Dentist: Please just floss more
Not sure what I did wrong to get targeted ads for pants with underwear sewn in.
[home late]
Where were you?
“Uh, with my.. gf?”
Gf? Well, tell us about her! What’s her name?
[commercial on tv] uh.. Lisa.. Brandnewtoyota
Shopping with my 12 y/o daughter and she said she was done with the Christmas music at the stores already.
“You don’t trick-or-treat a week after Halloween. Time to move on, people.”
another day, another instance of me forgetting to turn off my recording after an interview and otter listening to me talk to my dog
You’re old you get aroused by commercials about non-slip winter footwear
Logged into LinkedIn for the first time in three months and immediately received 45 emails from LinkedIn
Children give terrible gifts because they’re poor.

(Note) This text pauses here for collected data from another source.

PR #1125, opened 2018-09-05
tweak the prose introducing the properties of the meta vocab

rdeltour:
Previously the section said:

> Metadata `meta` properties
> These properties MUST…

I found it confusing as cursory readers could misunderstand that it
applies to all `meta` properties. This PR makes it clear that it applies
to the properties defined in the following sections, and aligns the
wording with the other vocabs.

Also, the PR clarifies a bit the language (properties can't "reference
an expression", subexpressions do; properties are not children of `meta`
elements, etc).

### DIFF
--- a/epub32/spec/epub-packages.html
+++ b/epub32/spec/epub-packages.html
@@ -1247,7 +1247,7 @@
 									Publication</a>. A <code>meta</code> element that omits a refines attribute defines
 								a primary expression.</li>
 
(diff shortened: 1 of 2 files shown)


dauwhe (approved):

rdeltour:
@dauwhe please hang on, something's wrong with this conformance requirement

rdeltour:
See further discussion in #1127

dauwhe:
Gonna merge and then edit a bit, as it seems simpler for my limited git skills :)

My father has many healthy goats. All this can be yours.
Operator: what’s your emergency
Me: my fridge fell on me
Operator: is anything broken
Me: some eggs maybe
It sucks when you & your pal show up at a party wearing the same shirt…and an hour in, his chest hair starts sticking to your back.
Satan: I’m gonna torture you for eternity
Me: I’m gonna call your dad and tell him how high you have the heat turned up in here
Satan: wait no
Dear autocorrect, at no point in time have I meant to say “I’m affordable” instead of “I’m adorable”. Stop embarrassing me.
What’s the problem, you said dress however I feel comfortable for meeting your parents and it turns out this SpongeBob SquarePants costume is very comfortable.
Why do they call it “delivering” a baby? If I have to drive to the hospital and then take the baby home, it’s not delivery, it’s baby takeout.